**WHAT THIS TASK INVOLVES:** Scan the records for the word "blob". Copy each line that includes it.
RECORD EXCERPTS Start Marker
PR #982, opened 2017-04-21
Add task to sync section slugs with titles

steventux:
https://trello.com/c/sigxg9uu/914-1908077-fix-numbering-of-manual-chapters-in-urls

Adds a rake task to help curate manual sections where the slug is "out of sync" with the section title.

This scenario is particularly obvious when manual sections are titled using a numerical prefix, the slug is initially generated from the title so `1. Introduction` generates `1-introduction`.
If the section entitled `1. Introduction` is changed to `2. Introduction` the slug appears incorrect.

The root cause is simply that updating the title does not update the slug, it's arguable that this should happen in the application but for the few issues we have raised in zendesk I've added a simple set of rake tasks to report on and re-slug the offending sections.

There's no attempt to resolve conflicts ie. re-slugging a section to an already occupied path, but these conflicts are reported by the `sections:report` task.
RECORD EXCERPTS End Marker
RECORD EXCERPTS Start Marker
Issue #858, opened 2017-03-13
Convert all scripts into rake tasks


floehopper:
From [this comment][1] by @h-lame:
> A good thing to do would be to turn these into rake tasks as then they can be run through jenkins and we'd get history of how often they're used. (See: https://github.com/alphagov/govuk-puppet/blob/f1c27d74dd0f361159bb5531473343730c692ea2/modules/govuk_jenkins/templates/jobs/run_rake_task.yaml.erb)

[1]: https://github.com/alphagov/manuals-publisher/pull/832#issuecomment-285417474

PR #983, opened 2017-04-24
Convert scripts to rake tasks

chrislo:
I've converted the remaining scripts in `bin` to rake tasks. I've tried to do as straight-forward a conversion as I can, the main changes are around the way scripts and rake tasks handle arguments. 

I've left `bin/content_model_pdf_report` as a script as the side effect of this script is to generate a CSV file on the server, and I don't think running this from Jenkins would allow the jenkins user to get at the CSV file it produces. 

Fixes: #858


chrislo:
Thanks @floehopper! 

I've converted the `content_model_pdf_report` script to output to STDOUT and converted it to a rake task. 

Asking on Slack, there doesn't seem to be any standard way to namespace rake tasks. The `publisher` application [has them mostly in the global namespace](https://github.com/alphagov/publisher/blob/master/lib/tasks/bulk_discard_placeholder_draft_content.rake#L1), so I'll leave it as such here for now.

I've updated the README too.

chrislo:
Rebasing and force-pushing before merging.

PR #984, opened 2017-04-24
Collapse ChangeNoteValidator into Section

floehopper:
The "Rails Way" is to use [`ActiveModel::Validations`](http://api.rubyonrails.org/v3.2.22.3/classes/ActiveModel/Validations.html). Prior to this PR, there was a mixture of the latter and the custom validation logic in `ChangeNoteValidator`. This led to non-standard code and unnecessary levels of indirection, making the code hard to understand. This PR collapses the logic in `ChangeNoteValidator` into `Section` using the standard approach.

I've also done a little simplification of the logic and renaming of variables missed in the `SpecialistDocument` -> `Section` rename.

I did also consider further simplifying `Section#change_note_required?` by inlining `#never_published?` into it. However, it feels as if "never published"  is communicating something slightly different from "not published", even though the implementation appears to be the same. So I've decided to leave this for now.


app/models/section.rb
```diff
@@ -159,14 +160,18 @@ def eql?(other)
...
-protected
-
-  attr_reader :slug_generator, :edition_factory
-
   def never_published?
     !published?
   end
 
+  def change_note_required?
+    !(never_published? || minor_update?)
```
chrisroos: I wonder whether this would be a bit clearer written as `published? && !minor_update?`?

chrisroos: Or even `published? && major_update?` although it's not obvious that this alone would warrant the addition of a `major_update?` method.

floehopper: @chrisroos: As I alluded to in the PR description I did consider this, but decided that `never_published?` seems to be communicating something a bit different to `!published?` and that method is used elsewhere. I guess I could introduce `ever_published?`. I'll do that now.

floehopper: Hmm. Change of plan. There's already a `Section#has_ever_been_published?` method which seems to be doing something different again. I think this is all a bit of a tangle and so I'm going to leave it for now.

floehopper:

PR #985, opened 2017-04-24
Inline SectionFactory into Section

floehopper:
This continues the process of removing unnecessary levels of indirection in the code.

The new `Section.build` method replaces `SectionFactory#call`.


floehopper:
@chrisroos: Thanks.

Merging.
RECORD EXCERPTS End Marker
**ANSWER SPACE:**
> A good thing to do would be to turn these into rake tasks as then they can be run through jenkins and we'd get history of how often they're used. (See: https://github.com/alphagov/govuk-puppet/blob/f1c27d74dd0f361159bb5531473343730c692ea2/modules/govuk_jenkins/templates/jobs/run_rake_task.yaml.erb)
Asking on Slack, there doesn't seem to be any standard way to namespace rake tasks. The `publisher` application [has them mostly in the global namespace](https://github.com/alphagov/publisher/blob/master/lib/tasks/bulk_discard_placeholder_draft_content.rake#L1), so I'll leave it as such here for now.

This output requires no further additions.